An important function of good data management is to prevent errors from finding their way into the research data during the course of a project. Data errors can require extra work to correct, but what’s worse is if you don’t notice the errors and they lead to a faulty analysis.

The worst types of errors lead to loss of data. In order to prevent this from happening to the project data, you should remember to make frequent backups of the data. Most HEIs have systems for automatic backup, but if you want to be certain of which systems are in use, we recommend that you consult with your local IT Services. Sometimes you may become aware that the project demands more than the general standard in your organisation.
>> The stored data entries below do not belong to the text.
PR #280, opened 2024-05-21
feature(wren-launcher): enable dynamic-fields config for Wren Engine

wwwy3y3:
Enable dynamic-fields config for Wren Engine


goldmedal (approved):
LGTM

PR #288, opened 2024-05-21
fix(wren-ui): Exclude self-referential relationship in auto-generated relationship

andreashimin:
## Description 

Self-Referential Relationship: In a self-referential relationship, a column within a model refers back to the same model. For example, consider an `Employee` model where the `reportsTo` column holds the `ID` of another `Employee`, indicating who each employee reports to. This means that the `Employee` model is linked to itself through the `reportsTo` column. 

**Currently, WrenAI does not support creating such relationships where a column in a model references the same model**. 

## Fix
- Exclude self-referential relationship in auto-generated relationship
- Skip the edge in modeling diagram if model not existed

### DIFF
--- a/wren-ui/src/apollo/server/resolvers/projectResolver.ts
+++ b/wren-ui/src/apollo/server/resolvers/projectResolver.ts
@@ -269,7 +269,12 @@ export class ProjectResolver {
       id,
       displayName,
       referenceName,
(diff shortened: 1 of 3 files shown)


wwwy3y3 (approved):
backend LGTM

fredalai (approved):
LGTM for FE

PR #309, opened 2024-05-23
make pipelines cleaner

cyyeh:
- simplify codebase
  - pass `llm_provider` or `document_store_provider` to pipelines
  - put each pipeline's non-shared component to each pipeline
- update dependencies
  - upgrade Haystack to  v2.1.2 and include the argument `include_outputs_from` to each pipeline's run method for easily debugging: https://github.com/deepset-ai/haystack/releases/tag/v2.1.0


wren-ai-service/src/web/v1/services/ask.py
```diff
@@ -116,6 +116,7 @@ def __init__(self, pipelines: dict[str, Pipeline]):
 
     def prepare_semantics(self, prepare_semantics_request: SemanticsPreparationRequest):
         try:
+            print(prepare_semantics_request.mdl)
```
paopa, line 119: using the logger instead of the print function will be better, I think.

wren-ai-service/src/web/v1/services/ask_details.py
```diff
@@ -60,7 +60,7 @@ def __init__(self, pipelines: dict[str, Pipeline]):
     def ask_details(
         self,
         ask_details_request: AskDetailsRequest,
-    ) -> AskDetailsResponse:
+    ):
```
paopa, line 63: curious, why remove this returning declaration?

paopa (commented):
I have a question about the include_outputs_from parameter that I noticed being added to all pipelines. It doesn't seem to be used in any case. Why is it necessary to include it?

paopa:
btw, if it is possible, adding some description to mention the changes for the PR would be better. 😄

cyyeh:
> btw, if it is possible, adding some description to mention the changes for the PR would be better. 😄

sorry, forgot to add the descriptions. They're added now

paopa (approved):
LGTM.

PR #314, opened 2024-05-24
cb interface

pberton:


goldmedal:
Hi @pberton,

I'm so glad to see that you want to contribute to the Couchbase-related feature. I have some suggestions and thoughts on this issue.

Since WrenAI is based on SQL for modeling, we're working on using the [ibis-project](https://github.com/ibis-project/ibis) to connect to the datasource. The concept is that WrenAI generates ibis-executable SQL, which is then transformed to the specific datasource using the appropriate dialect. You can see how we invoke the ibis-project in the [Wren Engine repo branch](https://github.com/Canner/wren-engine/tree/feature/ibis-server). It's still a work in progress.

As far as I know, Ibis doesn't have a dialect for Couchbase yet. So, if you could contribute this connector to Ibis, it would make it easier for WrenAI to integrate with Couchbase in the future.

PR #341, opened 2024-05-31
Chore: refactor database schema to reflect how we use them.

onlyjackfrost:
- wrap data source connection related columns(host, port, ...) with a new column "connection_info"
- use `tableReference` in MDL manifest instead of refSql (ref: Wren Engine [PR](https://github.com/Canner/wren-engine/pull/491)). This will benefit performance for small queries and no longer have to deal with SQL format.


wwwy3y3 (approved):
LGTM

PR #342, opened 2024-05-31
Fix(wren-ui): present view displayName instead of name in home page 

onlyjackfrost:
present view displayName instead of name in home page


fredalai (approved):
LGTM for FE

wwwy3y3 (approved):
LGTM

PR #2426, opened 2026-07-02
fix(clickhouse): reconcile default port when `secure` is toggled via kwargs or query params

### LINKED ISSUE #2416: Follow up: reconcile default ClickHouse port when `secure` is enabled via kwargs or query params
## Summary
Track the separate ClickHouse URL/kwargs behavior where TLS can be enabled via `kwargs["secure"]=True` or `?secure=true` after the client kwargs have already picked the default plaintext port.

## Problem
The scoped fix in #2412 correctly derives the default port from the URL scheme when using `clickhouse+https://` without an explicit port.

However, there is a related pre-existing case where:
- the URL/scheme path initially selects the default plaintext port (`8123`), and
- a later override such as `kwargs["secure"]=True` or `?secure=true` enables TLS.

In that flow, the client can end up with `secure=True` while still targeting the plaintext default port, which can lead to connection failures or TLS handshake issues.

## Requested change
Update the ClickHouse client kwargs construction to reconcile the default port after secure-related overrides are applied, while preserving any explicit user-provided port.

## Affected area
- `core/wren/src/wren/connector/clickhouse.py`
- `core/wren/tests/connectors/test_clickhouse.py`

## Acceptance criteria
- If `secure` becomes true via kwargs or query parameters and no explicit port was provided, the default port resolves to the secure default (`8443`).
- If `secure` is false and no explicit port was provided, the default port resolves to the plaintext default (`8123`).
- If the user explicitly provides a port, that port is preserved regardless of `secure` overrides.
- Tests cover the kwargs override path and the query-parameter override path, including explicit-port edge cases.

## Backlinks
- PR: https://github.com/Canner/WrenAI/pull/2412
- Request comment: https://github.com/Canner/WrenAI/pull/2412#issuecomment-4838804079

Requested by @Bartok9.

RaidLZ:
## What

Follow-up to #2412, requested in #2416. The port-less default is derived from the URL **scheme alone**, but TLS can also be enabled *after* the scheme is inspected — via a `?secure=true` query parameter or a `kwargs["secure"]` override. In that flow the client kwargs come out as `secure=True` + `port=8123`: a TLS handshake against the plaintext listener.

This reconciles the default port with the **effective** secure value: the `secure` override is popped from the merged kwargs (kwargs win over query params, which win over the scheme — the merge order that already exists), normalised to a real boolean, and the port-less default follows it: `8443` when secure, `8123` when not. An explicit port is always preserved.

## Why it's a bug

- `clickhouse://host/db?secure=true` → `secure=True, port=8123` — TLS against the plaintext port, handshake fails.
- The inverse too: `clickhouse+https://host/db` + `kwargs={"secure": False}` → plaintext against `8443`.
- Adjacent string-truthiness bug: query parameters always arrive as strings, so `?secure=false` produced `secure="false"` — **truthy** — flipping the client into TLS mode nobody asked for. The override is now interpreted (`"false"/"0"/"no"/"off"/""` → off) and only a normalised boolean reaches the client.

## Evidence

**Before (unpatched)** — the new tests fail:
```
$ pytest tests/connectors/test_clickhouse.py -k "UrlKwargs"
...
FAILED ...::test_secure_query_param_uses_secure_default_port - assert 8123 == 8443
FAILED ...::test_secure_false_query_param_uses_plaintext_default_port
FAILED ...::test_falsy_secure_strings[false] ...
18 failed, 3 passed, 49 deselected
```

**After (patched)** — all pass:
```
$ pytest tests/connectors/test_clickhouse.py -k "UrlKwargs"
21 passed, 49 deselected

$ pytest tests/connectors/test_clickhouse.py -v -m clickhouse   # full suite, incl. containers
70 passed
```

`ruff format --check src/` and `ruff check src/` are clean.

## Scope

- `core/wren/src/wren/connector/clickhouse.py` — pop the `secure` override before picking the default port; `_parse_secure_flag` helper for string coercion
- `core/wren/tests/connectors/test_clickhouse.py` — `TestClickHouseUrlKwargs` extended per the acceptance criteria in #2416: kwargs path, query-param path, explicit-port edge cases, kwargs-over-query precedence, and truthy/falsy string forms

Closes #2416 (and its duplicate #2415).

## Summary by CodeRabbit

* **Bug Fixes**
  * Fixed ClickHouse connection handling so TLS/`secure` correctly interprets common falsy string values (for example `false`, `0`, `no`) and treats blank `secure=` as disabled.
  * Corrected how TLS/`secure` and URL query settings interact to choose the right default port when the URL omits an explicit port.
  * Improved handling of blank query parameters: `statement_timeout=` is ignored, and `connect_timeout=` is not passed through as an empty value.
* **Tests**
  * Expanded ClickHouse URL/kwargs coverage for `secure` precedence, truthy/falsy parsing, explicit ports, and blank parameter behavior.


goldmedal:
## Review

Correct, well-targeted follow-up to #2412 — I traced every branch (precedence `kwargs > query > scheme`, string coercion, the `+https` + `?secure=false` contradiction case, and the blank-value routing for `?secure=`/`?statement_timeout=`) and it all behaves as the tests assert. No public-API/MDL/schema surface here, no cross-connector blast radius. Two things worth raising:

### 1. (Medium) The new tests never run in CI

`tests/connectors/test_clickhouse.py` has module-level `pytestmark = pytest.mark.clickhouse`. In `.github/workflows/wren-ci.yml`:

- the unit job runs only `tests/unit/` (excludes `tests/connectors/`);
- the `test-connector` matrix includes only `postgres` and `mysql` — there is no `clickhouse` row.

So all 21 new `TestClickHouseUrlKwargs` cases are green locally but not exercised by any CI job — exactly the silent-regression risk this fix guards against. These new cases are pure kwargs-assembly (`_FakeChUrl`, no container), so the cheapest fix is to move the URL/kwargs tests into `tests/unit/` (they'd run in the unit job with no Docker), or add a `clickhouse` row to the connector matrix.

### 2. (Minor) `keep_blank_values=True` widened the surface slightly

Blank params are now retained for **all** query keys, not just `secure`/`statement_timeout`, and unhandled ones flow to `clickhouse_connect.get_client(**kwargs)` via the trailing `out.update(kwargs)` (e.g. `?foo=` → `foo=""`). Previously blank params were dropped. Low real-world risk since the intended keys are popped first — just noting it goes a bit beyond the two params the comments call out.

### Positives

- Both commits use conventional `fix(clickhouse):` format.
- `_parse_secure_flag` handles bools, ints, and the truthy/falsy string forms with case/whitespace normalization — parametrized.
- Tests cover the full #2416 acceptance matrix: query-param path, kwargs path, kwargs-over-query precedence, explicit-port-wins, and blank-value handling.

Nice fix — main ask is closing the CI-execution gap so this can't silently regress.

goldmedal (approved):
Thanks @RaidLZ look great 👍

RaidLZ:
Thanks @goldmedal for the quick review and merge

PR #2433, opened 2026-07-04
fix(type-mapping): fall back on sqlglot TokenError, not just ParseError

Bartok9:
## Summary

- `parse_type` / `translate_type` in `core/wren/src/wren/type_mapping.py` now fall back to the raw string on **any** sqlglot failure, not just `ParseError`.
- Fixes an uncaught `TokenError` crash on malformed type strings (unterminated quotes, stray control chars).

## Motivation

Both functions document: *"Falls back to original string if parsing fails."* They only caught `(sqlglot.errors.ParseError, ValueError)`. But sqlglot's tokenizer raises `sqlglot.errors.TokenError`, which is a `SqlglotError` and **not** a subclass of `ParseError`. So a type string like `"unterminated` (or one containing a stray `\x00`) escaped the fallback and propagated up, crashing callers (e.g. `parse_types` / `translate_types` over a batch of introspected columns).

The fix catches `sqlglot.errors.SqlglotError`, the common parent of both `ParseError` and `TokenError`, matching the documented fallback contract.

## Verification

```
>           raise TokenError(f"Error tokenizing '{context}'") from e
E           sqlglot.errors.TokenError: Error tokenizing '"unterminate'
...
FAILED tests/unit/test_type_mapping.py::test_parse_type_falls_back_on_tokenizer_error["unterminated]
FAILED tests/unit/test_type_mapping.py::test_translate_type_falls_back_on_tokenizer_error
2 failed, 1 passed
```

With the fix applied:

```
python3 -m pytest tests/unit/test_type_mapping.py -q
48 passed in 2.77s
```

- Added 3 regression cases (2 for `parse_type`, 1 for `translate_type`) that fail without the fix.

## Summary by CodeRabbit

Technical issues can also lead to the corruption of individual values in a dataset. Over time, storage media tend to experience “bit rot” or data degradation; the material on the storage medium decays, so that some 1s are interpreted as 0s, and vice versa. The result is that the file becomes more or less unreadable, or that values change. This can happen if you store a material for a long time, so it's important to use high-quality storage media, and files should regularly be copied to new media devices. Avoid USB drives, CDs, and external hard drives that aren’t regularly backed up. If you are uncertain of which storage medium you should choose, please consult with your IT Services. You may also want to use check sums to detect data errors in files.

The most common source of errors in a data material is the human factor. As research data can be of so many types, sources, and origins, you cannot say exactly what should or could be done to prevent data corruption or data errors. But there are some general recommendations that may minimise the risk of data errors:

  • Plan. Use clear, written instructions and lists to minimise the risk of errors from ad hoc solutions in, for instance, coding, thematisation, and file and folder names.
  • Don’t rely on memory. Document all changes to the data, so that you can trace and correct possible errors. Documentation is important in all projects, but particularly so in projects where several people work with the same data.
  • Keep things in order. Avoid errors that arise because you, or another project member, select the wrong file in a processing or analysis step. Create an intuitive and logical folder structure, conventions for how to choose file names, and a carefully constructed system for file versioning that all project members can follow.
  • Write a data management plan. Then you will have a place where you can collect all information about what to document and how, which rules that apply for file versioning and naming, which folder structure you are using, and other information about how you plan the data management. Don’t forget to keep the DMP up to date! As a resource, you can use the SND DMP checklist.

If you follow these recommendations, it will be easier to avoid errors. Should an error still appear in the data, you can go back to a previous file version and correct the error.